Jesus, though he was in nature God, became man. He became man, so he could demonstrate mankind's original design. He lived, acted, spoke, thought, and felt as each of us were designed to be. He lived in connection to the Father, through the Holy Spirit.

Now, given our allegiance to Jesus, we have the same connection to the Father that Jesus did. And Jesus says, because we have that connection, we can do the same things Jesus did. And Jesus said we will do greater things. (Give sight to the blind? Raise the dead? Calm the storm?)

This is way outside the experience of many Christians. This is way outside the experience of Christians, who assert most strongly that all have been granted authority to love, and act, in this manner.

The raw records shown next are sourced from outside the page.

Issue #304, opened 2018-03-06
DoneCore handles only one component


shakthi-prashanth-m:
While working on Camera plugin, I realized that DroneCore core library can communicate with one component of a vehicle only.
For.eg: A Drone has components such as Autopilot, Camera, Gimbal, etc. Each component has a unique Component ID, but System ID / UUID is same for all.

As per the MAVLink protocol design, all the components send Heartbeat indicating they're ready for communication. DroneCore core library maintains a map of devices that are discovered in the process.
When autopilot component of a vehicle is discovered, it is added to the map. However when a another component (say, camera) of the same system/vehicle is discovered, [it won't add it to the map](https://github.com/dronecore/DroneCore/blob/f308f020205c08d930e1acaa849b332e365d4965/core/dronecore_impl.cpp#L327).

Due to this model, DroneCore can only interact with one component of a system only. Suppose I would like to interact with a camera component and autopilot as well, I can only think of **creating another instance of DroneCore. Is that recommended** ?

If we design core to handle multiple components,  camera plugin may be used as below:
```cpp
DroneCore dc;
dc.add_udp_connection(14540); // same port can be used for both Autopilot & Camera as well

uint64_t uuid;
uint8_t drone_id, camera_id;
dc.register_on_discover(std::bind(&on_drone_discover, _1, _2)); // UUID, Comp ID
dc.register_on_discover(std::bind(&on_camera_discover, _1, _2)); // UUID, Comp ID

while (!dc.is_autopilot_connected(drone_id) &&
       !dc.is_camera_connected(camera_id)) {
    sleep_for(seconds(1);
}

Device &camera = dc.get_device(uuid, camera_id);
camera->start_video_capture();

Device &drone = dc.get_device(uuid, drone_id);
auto offboard = std::make_shared<Offboard>(&drone);
offboard->set_velocity_ned(......);
....

camera->stop_video_capture();
```

Right now, camera plugin should handle all the discover, connect logic in itself. 

As already discussed that DroneCore is also meant for dealing with any component, how about adding these APIs ?

```cpp
bool Device::is_autopilot(uint64_t uuid, uint8_t comp_id);
bool Device::is_camera(uint64_t uuid, uint8_t comp_id);
std::vector<unit8_t> DroneCore::get_component_list(uint64_t uuid);

```

So,  we can maintain many manage multiple camera devices of a drone as well.

Also related to #292

julianoes:
[...]

PR #310, opened 2018-03-07
Multi component handling

shakthi-prashanth-m:
**This is the pull request that makes DroneCore to handle multiple components.**

image

New changes in **core**:

1. DroneCore will now maintain `std::map<uint8_t, std::vector<Device*>>`
2. All the components may share same UDP connection port (For eg: Both Autopilot and other components may send MAVLink messages on the same port)

1. As per existing model, `device_thread` continue to exist per component that deals with sending MAVLink commands over the same connection. This makes camera component to get connected.

New interface in DroneCore:
```cpp
// Return reference to autopilot device of the given system UUID
Device &autopilot(uint64_t uuid);

// Return reference to autopilot device of the first system
Device &autopilot();

// Returns vector of camera ids on the given system UUID
std::vector<uint8_t> camera_ids(uint64_t uuid);

// Returns vector of camera ids on the first system
std::vector<uint8_t> camera_ids();

// Returns reference to camera device #camera_id of the given system UUID
Device &camera(uint64_t uuid, uint8_t camera_id);

// Returns reference to first camera device on the given system UUID
Device &camera(uint64_t uuid);

// Returns reference to first camera device on the first connected system
Device &camera();

// Checks whether first camera on the first vehicle is connected.
bool is_camera_connected();

// Checks whether first vehicle is connected.
bool is_autopilot_connected();

```

Resulting camera application code would be:
```cpp
DroneCore connection;

connection.add_udp_connection(14550); // common port for all the components of the system

while (!connection.is_autopilot_connected() ||
       !connection.is_camera_connected())
    sleep_for(seconds(1));

auto offboard = std::make_shared<Offboard>(connection.autopilot());
auto camera = std::make_shared<Camera>(connection.camera());

...
```

### DIFF
--- a/example/fly_mission/fly_mission.cpp
+++ b/example/fly_mission/fly_mission.cpp
@@ -57,8 +57,9 @@ int main(int /*argc*/, char ** /*argv*/)
         auto future_result = prom->get_future();
 
         std::cout << "Waiting to discover device..." << std::endl;
-        dc.register_on_discover([prom](uint64_t uuid) {
-            std::cout << "Discovered device with UUID: " << uuid << std::endl;
+        dc.register_on_discover([prom](uint64_t uuid, uint8_t component_id) {
+            std::cout << "Discovered device with UUID: " << uuid
+                      << "Component ID: " << int(component_id) << std::endl;
             prom->set_value();
         });
 
@@ -68,8 +69,10 @@ int main(int /*argc*/, char ** /*argv*/)
         future_result.get();
     }
 
-    dc.register_on_timeout([](uint64_t uuid) {
-        std::cout << "Device with UUID timed out: " << uuid << std::endl;
+    dc.register_on_timeout([](uint64_t uuid, uint8_t component_id) {
+        std::cout << "Device with UUID: " << uuid
+                  << " and Component ID: " << int(component_id)
+                  << " timed out: " << std::endl;
         std::cout << "Exiting." << std::endl;
         exit(0);
     });
@@ -77,7 +80,7 @@ int main(int /*argc*/, char ** /*argv*/)
     // We don't need to specifiy the UUID if it's only one device anyway.
     // If there were multiple, we could specify it with:
     // dc.device(uint64_t uuid);
-    Device &device = dc.device();
+    Device &device = dc.autopilot();
     std::shared_ptr<Action> action = std::make_shared<Action>(&device);
     std::shared_ptr<Mission> mission = std::make_shared<Mission>(&device);
     std::shared_ptr<Telemetry> telemetry = std::make_shared<Telemetry>(&device);
--- a/example/fly_qgc_mission/fly_qgc_mission.cpp
+++ b/example/fly_qgc_mission/fly_qgc_mission.cpp
@@ -66,8 +66,9 @@ int main(int argc, char **argv)
         auto future_result = prom->get_future();
 
         std::cout << "Waiting to discover device..." << std::endl;
-        dc.register_on_discover([prom](uint64_t uuid) {
-            std::cout << "Discovered device with UUID: " << uuid << std::endl;
+        dc.register_on_discover([prom](uint64_t uuid, uint8_t component_id) {
+            std::cout << "Discovered device with UUID: " << uuid
+                      << "Component ID: " << int(component_id) << std::endl;
             prom->set_value();
         });
 
@@ -77,8 +78,10 @@ int main(int argc, char **argv)
         future_result.get();
     }
 
-    dc.register_on_timeout([](uint64_t uuid) {
-        std::cout << "Device with UUID timed out: " << uuid << std::endl;
+    dc.register_on_timeout([](uint64_t uuid, uint8_t component_id) {
+        std::cout << "Device with UUID: " << uuid
+                  << " and Component ID: " << int(component_id)
+                  << " timed out: " << std::endl;
         std::cout << "Exiting." << std::endl;
         exit(0);
     });
@@ -86,7 +89,7 @@ int main(int argc, char **argv)
     // We don't need to specify the UUID if it's only one device anyway.
     // If there were multiple, we could specify it with:
     // dc.device(uint64_t uuid);
-    Device &device = dc.device();
+    Device &device = dc.autopilot();
     std::shared_ptr<Action> action = std::make_shared<Action>(&device);
     std::shared_ptr<Mission> mission = std::make_shared<Mission>(&device);
     std::shared_ptr<Telemetry> telemetry = std::make_shared<Telemetry>(&device);
--- a/core/device.cpp
+++ b/core/device.cpp
@@ -166,7 +166,10 @@ void Device::process_heartbeat(const mavlink_message_t &message)
     // We do not call on_discovery here but wait with the notification until we know the UUID.
 
     /* If we don't know the UUID yet, we try to find out. */
-    if (_target_uuid == 0 && !_target_uuid_initialized) {
+    // Lets request autopilot version only from an Autopilot.
+    if (heartbeat.autopilot != MAV_AUTOPILOT_INVALID
+        && _target_uuid == 0
+        && !_target_uuid_initialized) {
         request_autopilot_version();
     }
 
@@ -357,7 +360,7 @@ void Device::set_connected()
 
         if (!_connected && _target_uuid_initialized) {
 
-            _parent->notify_on_discover(_target_uuid);
+            _parent->notify_on_discover(_target_uuid, _target_component_id);
             _connected = true;
 
             register_timeout_handler(std::bind(&Device::heartbeats_timed_out, this),
@@ -389,7 +392,7 @@ void Device::set_disconnected()
         //_heartbeat_timeout_cookie = nullptr;
 
         _connected = false;
-        _parent->notify_on_timeout(_target_uuid);
+        _parent->notify_on_timeout(_target_uuid, _target_component_id);
 
         // Let's reset the flag hope again for the next time we see this target.
         _target_uuid_initialized = false;
--- a/core/device.cpp
+++ b/core/device.cpp
@@ -15,8 +15,10 @@ namespace dronecore {
 using namespace std::placeholders; // for `_1`
 
 Device::Device(DroneCoreImpl *parent,
-               uint8_t target_system_id) :
+               uint8_t target_system_id,
+               uint8_t target_component_id) :
     _target_system_id(target_system_id),
+    _target_component_id(target_component_id),
     _parent(parent),
     _params(this),
     _commands(this),
@@ -29,9 +31,11 @@ Device::Device(DroneCoreImpl *parent,
         MAVLINK_MSG_ID_HEARTBEAT,
         std::bind(&Device::process_heartbeat, this, _1), this);
 
-    register_mavlink_message_handler(
-        MAVLINK_MSG_ID_AUTOPILOT_VERSION,
-        std::bind(&Device::process_autopilot_version, this, _1), this);
+    // Request for Autopilot version, only if its Autopilot
+    if (_target_component_id == MAV_COMP_ID_AUTOPILOT1)
+        register_mavlink_message_handler(
+            MAVLINK_MSG_ID_AUTOPILOT_VERSION,
+            std::bind(&Device::process_autopilot_version, this, _1), this);
 
     register_mavlink_message_handler(
         MAVLINK_MSG_ID_STATUSTEXT,
--- a/core/device.h
+++ b/core/device.h
@@ -33,7 +33,7 @@ public:
     };
 
     explicit Device(DroneCoreImpl *parent,
-                    uint8_t target_system_id);
+                    uint8_t target_system_id, uint8_t target_component_id);
     ~Device();
 
     void process_mavlink_message(const mavlink_message_t &message);
@@ -148,8 +148,7 @@ private:
 
     std::atomic<uint8_t> _target_system_id;
 
-    // The component ID is hardcoded for now.
-    uint8_t _target_component_id = MAV_COMP_ID_AUTOPILOT1;
+    uint8_t _target_component_id;
     uint64_t _target_uuid {0};
 
     int _target_uuid_retries = 0;
--- a/core/dronecore.cpp
+++ b/core/dronecore.cpp
@@ -56,22 +56,20 @@ Device &DroneCore::autopilot() const
     return _impl->get_autopilot();
 }
 
-#if 0
-Device &DroneCore::device(const uint64_t uuid) const
+Device &DroneCore::autopilot(uint64_t uuid) const
 {
-    return _impl->get_device(uuid);
+    return _impl->get_autopilot(uuid);
 }
 
-bool DroneCore::is_connected() const
+bool DroneCore::is_autopilot_connected() const
 {
-    return _impl->is_connected();
+    return _impl->is_autopilot_connected();
 }
 
-bool DroneCore::is_connected(const uint64_t uuid) const
+bool DroneCore::is_autopilot_connected(uint64_t uuid) const
 {
-    return _impl->is_connected(uuid);
+    return _impl->is_autopilot_connected(uuid);
 }
-#endif
 
 
 void DroneCore::register_on_discover(const event_callback_t callback)
--- a/core/dronecore.cpp
+++ b/core/dronecore.cpp
@@ -51,11 +51,12 @@ const std::vector<uint64_t> &DroneCore::device_uuids() const
     return _impl->get_device_uuids();
 }
 
-Device &DroneCore::device() const
+Device &DroneCore::autopilot() const
 {
-    return _impl->get_device();
+    return _impl->get_autopilot();
 }
 
+#if 0
 Device &DroneCore::device(const uint64_t uuid) const
 {
     return _impl->get_device(uuid);
@@ -70,6 +71,8 @@ bool DroneCore::is_connected(const uint64_t uuid) const
 {
     return _impl->is_connected(uuid);
 }
+#endif
+
 
 void DroneCore::register_on_discover(const event_callback_t callback)
 {
--- a/core/dronecore.h
+++ b/core/dronecore.h
@@ -97,16 +97,16 @@ public:
     const std::vector<uint64_t> &device_uuids() const;
 
     /**
-     * @brief Get the first discovered device.
+     * @brief Get the first discovered autopilot device.
      *
-     * This returns the first discovered device or a null device if no device has yet been found.
+     * This returns the first discovered autopilot device or a null device if no device has yet been found.
      *
-     * @return A reference to a device.
+     * @return A reference to an autopilot device.
      */
-    Device &device() const;
+    Device &autopilot() const;
 
     /**
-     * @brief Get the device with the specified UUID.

"Authority" is "delegated power." It means that some entity is given permission to use power. And, usually, power is delegated with conditions. The electric company gives its customers permission to use its power, provided the customers pay the bill. The police are given permission to use deadly force to enforce the law. Again, there are parameters under which such force is sanctioned.

The question we all ought to be asking is: if Jesus did what he did, and lived the way he lived, because he was connected to the Father, and we should do what Jesus did, and live the way he lived, because we are connected to the Father, why are very few, if any, of God's children doing what Jesus did?

Since, one of the parameters to the authority each of God's children is given is the connection of each child to the Father, what is the difference between Jesus' connection and ours?